Linux has no universal equivalent. Most distributions ship unsigned binaries, or sign them with distribution-level keys that are not verified at runtime in the same way. You can check a file’s checksum, but there is no kernel-enforced identity that persists from launch through the lifetime of the process the way macOS code signing does.

For a port of Little Snitch to be meaningful rather than just cosmetically familiar, obdev will need a position on this. They can track process identity by path plus inode, by hash of the binary at launch time, or by cgroup identity if the system is organized that way. None of these are as clean as macOS’s model. A process can re-exec itself, change its binary on disk, or fork a child that inherits file descriptors but has a different identity. The right answer is probably a combination of approaches with explicit fallbacks documented to the user.

Distribution Fragmentation

Beyond the kernel APIs, obdev faces a distribution problem that macOS developers never encounter. Little Snitch on macOS ships as a single .dmg and works on every Apple-silicon or Intel Mac running a supported OS version. Linux has Debian, Ubuntu, Fedora, Arch, NixOS, immutable distributions like Silverblue, and a kernel version spread from 5.4 LTS to 6.x on bleeding-edge systems.

The eBPF approach requires at least kernel 5.7 for LSM hooks, and many enterprise or embedded systems are still on 5.4 or even 4.19. If obdev wants broad coverage, they may need to ship both an eBPF path and an NFQUEUE fallback, with different performance and reliability characteristics.

Packaging is its own challenge. A system daemon that installs kernel-level hooks cannot realistically ship as a Flatpak or Snap without significant capability grants that undermine those formats’ security model. It probably needs a traditional distribution-native package with a systemd service and polkit rules, plus a separate GUI component. That means maintaining .deb, .rpm, and possibly an AUR package, with different init systems in the mix on unusual distributions.

Why This Matters Anyway

For most of my time on Linux, the standard answer to “how do I control what my applications can connect to” has been iptables rules by UID, which requires knowing the UID your application runs as, or running the application in a network namespace. Both approaches require root access to configure and are completely invisible to a non-technical user.

The argument that Linux is more transparent than macOS about what is running on your system is true at the kernel level and false at the user experience level. Without a tool like Little Snitch, the average Linux desktop user has less visibility into outbound connections than a macOS user running the free trial.

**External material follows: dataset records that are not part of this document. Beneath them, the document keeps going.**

PR #13682, opened 2026-01-22
Provide tool call references via server instructions

samvaity:
## How it works:
image
image

closes: #https://github.com/Azure/azure-sdk-tools/issues/13691


benbp:
This seems like a pretty simple way to solve some tool selection problems.

If we go with this approach, we should extend the CI checks we have to make sure that tool references in plain text correspond to tools that actually exist in the source code. Currently we do this for the `eng/common/instructions` files only:

https://github.com/Azure/azure-sdk-tools/blob/main/.github/workflows/instructions.yml

samvaity:
> This seems like a pretty simple way to solve some tool selection problems.
> 
> If we go with this approach, we should extend the CI checks we have to make sure that tool references in plain text correspond to tools that actually exist in the source code. Currently we do this for the `eng/common/instructions` files only:
> 
> https://github.com/Azure/azure-sdk-tools/blob/main/.github/workflows/instructions.yml

Yeah, will do if needed. Currently, updated the server instructions to use generic descriptions rather than specific tool names, so CI validation isn't needed yet. If we add specific tool references later, we'll extend the workflow

tools/azsdk-cli/Azure.Sdk.Tools.Cli/Resources/azsdk-rules.txt
```diff
@@ -0,0 +1,8 @@
+Azure SDK Tools MCP server usage rules:
+- When working with Azure SDK repositories, TypeSpec API specifications, SDK code generation, SDK releases, or SDK workflows, use azsdk tools.
+- When generating SDKs from TypeSpec, ask user preference for local vs pipeline-based generation before proceeding.
```
raych1, line 3: Could you share some test result? How does it work along with instructions in the spec repo and sdk repo?

tools/azsdk-cli/Azure.Sdk.Tools.Cli/Resources/azsdk-rules.txt
```diff
@@ -0,0 +1,8 @@
...
+- When analyzing Azure Pipeline failures or CI/CD issues, use azsdk pipeline analysis tools.
+- When working with TypeSpec projects, use azsdk TypeSpec tools.
+- When managing pull requests in Azure SDK repositories, use azsdk GitHub tools.
+- When working with SDK release workflows or release plans, use azsdk release tools.
```
raych1, line 7: I am curious where does the tool category come from. Such as: 'azsdk release tools', 'azsdk pipeline analysis tools'. Will it be used to match with the description of the tools?

tools/azsdk-cli/Azure.Sdk.Tools.Cli/Program.cs
```diff
@@ -85,11 +87,38 @@ public static WebApplicationBuilder CreateAppBuilder(string[] args, string outpu
...
+            });
             builder.Services
                 .AddMcpServer()
                 .WithStdioServerTransport();
         }
 
         return builder;
     }
+
+    private static string LoadServerInstructions()
```
benbp, line 103: I wonder if it's better to define the instructions in a here string in a static class given that we're adding almost the same lines of code implementing this method. I don't have a strong opinion either way.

Obdev bringing Little Snitch to Linux means a team with a decade of experience building this class of tool is now engaging with the Linux kernel API problem directly. Whatever architectural choices they make will be public in how the product behaves, and the solutions they develop for process identity, kernel compatibility, and GUI prompting latency will inform the next generation of Linux privacy tooling regardless of whether you pay for their product.

OpenSnitch has been doing the hard work in the open for years. Portmaster has been building toward a commercial-quality experience. But a team with Little Snitch’s track record entering the Linux space raises the floor for what users should expect from per-application outbound control, and that pressure is worth having.